◆ Problem to work on
Set down each entry again exactly as written.

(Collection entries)
↓↓↓

PR #757, opened 2024-10-22
Do not cache share links

melroy89:
You can't just cache the share links, that will result into every blog post having the same URL.

Just use `partial` on the getShareLink.html. So now each post will show the correct URL to share the post via social media or alike.

### DIFF
--- a/layouts/partials/social/share.html
+++ b/layouts/partials/social/share.html
@@ -34,7 +34,7 @@
         {{/* @todo notification into CLI that a network is configured but not supported */}}
       {{- end -}}
       {{- $options := (dict "context" page "setup" $setup) }}
-      {{- $href := partial "func/getShareLink.html" $options $options -}}
+      {{- $href := partial "func/getShareLink.html" $options -}}
       <a href="{{ $href }}"
         class="ananke-social-link {{ $setup.slug }} no-underline"
         title="{{ $label }}" aria-label="{{ $label }}"
--- a/layouts/partials/social/share.html
+++ b/layouts/partials/social/share.html
@@ -34,7 +34,7 @@
         {{/* @todo notification into CLI that a network is configured but not supported */}}
       {{- end -}}
       {{- $options := (dict "context" page "setup" $setup) }}
-      {{- $href := partialCached "func/getShareLink.html" $options $options -}}
+      {{- $href := partial "func/getShareLink.html" $options $options -}}
       <a href="{{ $href }}"
         class="ananke-social-link {{ $setup.slug }} no-underline"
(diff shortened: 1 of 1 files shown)


layouts/partials/social/share.html
```diff
@@ -34,7 +34,7 @@
         {{/* @todo notification into CLI that a network is configured but not supported */}}
       {{- end -}}
       {{- $options := (dict "context" page "setup" $setup) }}
-      {{- $href := partialCached "func/getShareLink.html" $options $options -}}
+      {{- $href := partial "func/getShareLink.html" $options $options -}}
```
melroy89, line 37: Why is there two times `$options`?

melroy89: Since we now use `partial` instead of `partialCached`, I believe we can just pass 1x the `$options`.

davidsneighbour:
False. There is a bug in the logic of the partial, that is true. But we CAN and will cache those links. A share link must be cacheable for a specific page. Check the $options dict. `page` here might refer to the outer list page a post is listed on, which is what ruins the cache if you implement share links on list pages. What this needs is `$context` (defined in the first line) instead of `page` in the options and then they (should be/are) individual caches per post object (if `$context` doesn't walk into the same trap). I'll need to check that though, it might be that I will inline the sharelink generation.

layouts/partials/social/share.html
```diff
@@ -34,7 +34,7 @@
         {{/* @todo notification into CLI that a network is configured but not supported */}}
       {{- end -}}
       {{- $options := (dict "context" page "setup" $setup) }}
-      {{- $href := partialCached "func/getShareLink.html" $options $options -}}
+      {{- $href := partial "func/getShareLink.html" $options -}}
```
davidsneighbour, line 37: nope ;) see my comment. `{{- $options := (dict "context" $context "setup" $setup -}}` should do the trick with unchanged `partialCached` line.

davidsneighbour (changes requested):

layouts/partials/social/share.html
melroy89: Sorry what? I don't see your comment.

davidsneighbour:
Something along the lines of this, not tested yet:

https://github.com/theNewDynamic/gohugo-theme-ananke/pull/763

davidsneighbour (approved):

davidsneighbour:
I am going to merge this now. I opened an issue for going to look at caching after the release.

https://github.com/theNewDynamic/gohugo-theme-ananke/issues/764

↑↑↑

◆ Task response
PR #757, opened 2024-10-22
Do not cache share links

melroy89:
You can't just cache the share links, that will result into every blog post having the same URL.

Just use `partial` on the getShareLink.html. So now each post will show the correct URL to share the post via social media or alike.

### DIFF
--- a/layouts/partials/social/share.html
+++ b/layouts/partials/social/share.html
@@ -34,7 +34,7 @@
         {{/* @todo notification into CLI that a network is configured but not supported */}}
       {{- end -}}
       {{- $options := (dict "context" page "setup" $setup) }}
-      {{- $href := partial "func/getShareLink.html" $options $options -}}
+      {{- $href := partial "func/getShareLink.html" $options -}}
       <a href="{{ $href }}"
         class="ananke-social-link {{ $setup.slug }} no-underline"
         title="{{ $label }}" aria-label="{{ $label }}"
--- a/layouts/partials/social/share.html
+++ b/layouts/partials/social/share.html
@@ -34,7 +34,7 @@
         {{/* @todo notification into CLI that a network is configured but not supported */}}
       {{- end -}}
       {{- $options := (dict "context" page "setup" $setup) }}
-      {{- $href := partialCached "func/getShareLink.html" $options $options -}}
+      {{- $href := partial "func/getShareLink.html" $options $options -}}
       <a href="{{ $href }}"
         class="ananke-social-link {{ $setup.slug }} no-underline"
(diff shortened: 1 of 1 files shown)


layouts/partials/social/share.html
```diff
@@ -34,7 +34,7 @@
         {{/* @todo notification into CLI that a network is configured but not supported */}}
       {{- end -}}
       {{- $options := (dict "context" page "setup" $setup) }}
-      {{- $href := partialCached "func/getShareLink.html" $options $options -}}
+      {{- $href := partial "func/getShareLink.html" $options $options -}}
```
melroy89, line 37: Why is there two times `$options`?

melroy89: Since we now use `partial` instead of `partialCached`, I believe we can just pass 1x the `$options`.

davidsneighbour:
False. There is a bug in the logic of the partial, that is true. But we CAN and will cache those links. A share link must be cacheable for a specific page. Check the $options dict. `page` here might refer to the outer list page a post is listed on, which is what ruins the cache if you implement share links on list pages. What this needs is `$context` (defined in the first line) instead of `page` in the options and then they (should be/are) individual caches per post object (if `$context` doesn't walk into the same trap). I'll need to check that though, it might be that I will inline the sharelink generation.

layouts/partials/social/share.html
```diff
@@ -34,7 +34,7 @@
         {{/* @todo notification into CLI that a network is configured but not supported */}}
       {{- end -}}
       {{- $options := (dict "context" page "setup" $setup) }}
-      {{- $href := partialCached "func/getShareLink.html" $options $options -}}
+      {{- $href := partial "func/getShareLink.html" $options -}}
```
davidsneighbour, line 37: nope ;) see my comment. `{{- $options := (dict "context" $context "setup" $setup -}}` should do the trick with unchanged `partialCached` line.

davidsneighbour (changes requested):

layouts/partials/social/share.html
melroy89: Sorry what? I don't see your comment.

davidsneighbour:
Something along the lines of this, not tested yet:

https://github.com/theNewDynamic/gohugo-theme-ananke/pull/763

davidsneighbour (approved):

davidsneighbour:
I am going to merge this now. I opened an issue for going to look at caching after the release.

https://github.com/theNewDynamic/gohugo-theme-ananke/issues/764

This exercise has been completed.